Logging. Log every received command — who, when, what. Later when you wonder why a scraper started at 3 AM, you'll check the logs.
No destructive operations. /run triggers a task, but there's no /delete or /restart. A Telegram group is not the right place for destructive commands.
# Logging commands
logger.info(f"Command: {command} {args} from chat_id={chat_id}")
Docker integration
# docker-compose.yml
services:
scheduler:
build: ./scheduler
env_file: .env
environment:
TELEGRAM_BOT_TOKEN: ${TELEGRAM_BOT_TOKEN}
TELEGRAM_CHAT_ID: ${TELEGRAM_CHAT_ID}
restart: unless-stopped
# .env
TELEGRAM_BOT_TOKEN=7123456789:AAF1xYz2AbC3dEf4GhI5jKl6MnO7pQrStUv
TELEGRAM_CHAT_ID=-1001234567890
Starting the polling loop in the scheduler:
# main.py
from bot.polling import start_bot
# Start bot polling as a daemon thread
start_bot(db, scheduler)
# Scheduler continues with normal operation
scheduler.run()
What we deliberately skipped
Rate limiting on alerts. During a cascading failure, 10 messages a minute can come in. That's fine for now — you see it's on fire, which is exactly what you want. Once you have 50 sources, you'll add deduplication.

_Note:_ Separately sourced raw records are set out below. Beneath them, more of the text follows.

PR #22031, opened 2022-01-06
test-watchdog adjustments

floppym:
- Use watchdog_runtime_wait() to determine sleep interval
- Set timeout to 2 seconds by default

See https://github.com/systemd/systemd/issues/22001.

### DIFF
--- a/src/test/test-watchdog.c
+++ b/src/test/test-watchdog.c
@@ -17,7 +17,7 @@ int main(int argc, char *argv[]) {
 
         slow = slow_tests_enabled();
 
-        t = slow ? 10 * USEC_PER_SEC : 1 * USEC_PER_SEC;
+        t = slow ? 10 * USEC_PER_SEC : 2 * USEC_PER_SEC;
         count = slow ? 5 : 3;
 
         r = watchdog_setup(t);


src/test/test-watchdog.c
```diff
@@ -27,12 +27,13 @@ int main(int argc, char *argv[]) {
                 t = 0;
 
         for (i = 0; i < count; i++) {
+                t = watchdog_runtime_wait();
+                log_info("Sleeping " USEC_FMT " microseconds...", t);
+                usleep(t);
```
bluca, line 32: isn't it risky to sleep for the same time (you're at the mercy of the scheduler), any reason to change from t/2?

floppym: watchdog_runtime_wait() returns half the timeout at most, and takes the last ping into account.

https://github.com/systemd/systemd/blob/v250/src/shared/watchdog.c#L208

floppym: Also, watchdog_runtime_wait() does not actually wait/sleep itself. It just performs a calculation and returns the result.

bluca (approved):

src/test/test-watchdog.c
```diff
@@ -27,12 +27,13 @@ int main(int argc, char *argv[]) {
                 t = 0;
 
         for (i = 0; i < count; i++) {
+                t = watchdog_runtime_wait();
+                log_info("Sleeping " USEC_FMT " microseconds...", t);
```
fbuihuu, line 31: Isn't this info already displayed by the previous call to `watchdog_setup()` ?

fbuihuu:
Guys, you seem to be so eagier to merge PRs sometimes ;)

src/test/test-watchdog.c
floppym: watchdog_setup outputs the timeout value. The value from watchdog_runtime_wait is approximately half of that, and varies based on the exact time of the last ping.

The output now looks like this:

```
Using hardware watchdog 'SP5100 TCO timer', version 0, device /dev/watchdog0
Watchdog running with a timeout of 2s.
Sleeping 999999 microseconds...
Pinging...
Sleeping 1000000 microseconds...
Pinging...
Sleeping 1000000 microseconds...
Pinging...
```

PR #19600, opened 2021-05-13
Bootctl short-id

kreijack:
The IDs of the boot entries are very long and difficult to insert
correctly when the commands 'set-default' and 'set-oneshot' are used.

So it is introduced a new id (called 'short-id') to indentify a
boot entry. These new IDs are in the form of @1, @2...

```
$ bootctl list
Boot Loader Entries:
        title: Debian GNU/Linux bullseye/sid (5.9.12)
           id: e84907d099904117b355a99c98378dca-5.9.12.conf
     short-id: @1
       source: /boot/efi/loader/entries/e84907d099904117b355a99c98378dca-5.9.12.conf
      version: 5.9.12
   machine-id: e84907d099904117b355a99c98378dca
        linux: /e84907d099904117b355a99c98378dca/5.9.12/linux
       initrd: /e84907d099904117b355a99c98378dca/5.9.12/initrd
      options: root=UUID=d7a06504-cc14-435d-a5df-674da09c2894 ro 

        title: Debian GNU/Linux bullseye/sid (5.10.16)
           id: e84907d099904117b355a99c98378dca-5.10.16.conf
     short-id: @2
       source: /boot/efi/loader/entries/e84907d099904117b>
      version: 5.10.16
 
[...]

```
And the same 'short-id' can be used in the command 'set-default' (and set-oneshot)

```
$ sudo bootctl set-default @1
$ bootctl
System:
     Firmware: UEFI 2.70 (American Megatrends 5.17)
  Secure Boot: disabled
   Setup Mode: setup
[...]
Default Boot Loader Entry:
        title: Debian GNU/Linux bullseye/sid (5.9.12)
           id: e84907d099904117b355a99c98378dca-5.9.12.conf
       source: /boot/efi/loader/entries/e84907d099904117b355a99c98378dca-5.9.12.conf
      version: 5.9.12
```

These IDs are temporary. When **bootctl** see these short-id, it searches the correspondent ID and sets 
the EUFI variables with the latter.

PR #10175, opened 2018-09-25
the bootctl changes from PR #9437 (the boot counting PR)

poettering:
As requested by @keszybz 

This also contains the commits from PR #10173, as they are required by this PR.

PR #10173, opened 2018-09-25
the utf8.c changes from PR #9437 (i.e. the boot counting PR)

poettering:
@keszybz asked for this to be split out into a separate PR

Note that these changes have no real user without #9437 being merged too.

PR #22041, opened 2022-01-07
bootctl: ignore the bootloader boot entries

kreijack:
This topic was discussed previously here https://github.com/systemd/systemd/pull/19600#issuecomment-898277697

Basically, __bootctl list__ shows a list of entries which is a sum of the ones synthesized from */boot/efi/loaders/...* and ones returned by systemd-boot (via the LoaderEntries efi variable). The information returned by __systemd-boot__ are still synthesized from */boot/efi/loaders/...* boot at __boot time__.

The problem arise when (e.g.) after a removal of a kernel package, __bootctl__ still shows the deleted entries because __systemd-boot__ saw it at __boot time__.

Below an example of what happens:
```
$ bootctl list
Boot Loader Entries:
        title: Debian GNU/Linux bookworm/sid (5.15.12) (default)
           id: e84907d099904117b355a99c98378dca-5.15.12.conf
       source: /boot/efi/loader/entries/e84907d099904117b355a99c98378dca-5.15.12.conf
      version: 5.15.12
   machine-id: e84907d099904117b355a99c98378dca
        linux: /e84907d099904117b355a99c98378dca/5.15.12/linux
       initrd: /e84907d099904117b355a99c98378dca/5.15.12/initrd
      options: root=UUID=d7a06504-cc14-435d-a5df-674da09c2894 ro rootflags=subvol=@rootfs btrfsrollback=@rol>

        title: e84907d099904117b355a99c98378dca-5.15.4.conf
           id: e84907d099904117b355a99c98378dca-5.15.4.conf
       source: /sys/firmware/efi/efivars/LoaderEntries-4a67b082-0a4c-41cf-b6c7-440b29bb8c4f

        title: e84907d099904117b355a99c98378dca-5.15.7.conf
           id: e84907d099904117b355a99c98378dca-5.15.7.conf
       source: /sys/firmware/efi/efivars/LoaderEntries-4a67b082-0a4c-41cf-b6c7-440b29bb8c4f

        title: Reboot Into Firmware Interface
           id: auto-reboot-to-firmware-setup
       source: /sys/firmware/efi/efivars/LoaderEntries-4a67b082-0a4c-41cf-b6c7-440b29bb8c4f

```
The kernel 5.15.7 and 5.15.4 are removed but because __systemd-boot__ saw it during the boot, __bootctl__ continue to show them.

This patch change the __bootctl__ behavior, so it ignores the information returned by __systemd-boot__ related to */boot/efi/loaders/...*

Webhook instead of polling. Webhooks require a publicly accessible HTTPS endpoint. Polling is simpler, more reliable, and for our volumes (dozens of messages a day) more than sufficient.
Buttons and inline keyboards. Telegram supports inline buttons, reply keyboards and callback queries. For monitoring it's overkill — text commands are enough.
Result
| What | Value | |---|---| | Implementation time | ~30 minutes | | New dependencies | 0 | | Monthly cost | $0 | | Alert latency | < 2 seconds |
The operator gets a push notification on their phone within seconds of a failure. The morning report gives an overview without opening the dashboard. And when you need to manually trigger a scraper, you type /run source in the group instead of SSHing to the server.
The Telegram Bot API is the simplest monitoring I've ever implemented. No setup, no registration, no pricing. One Python file, two env vars, and you've got push monitoring on your phone.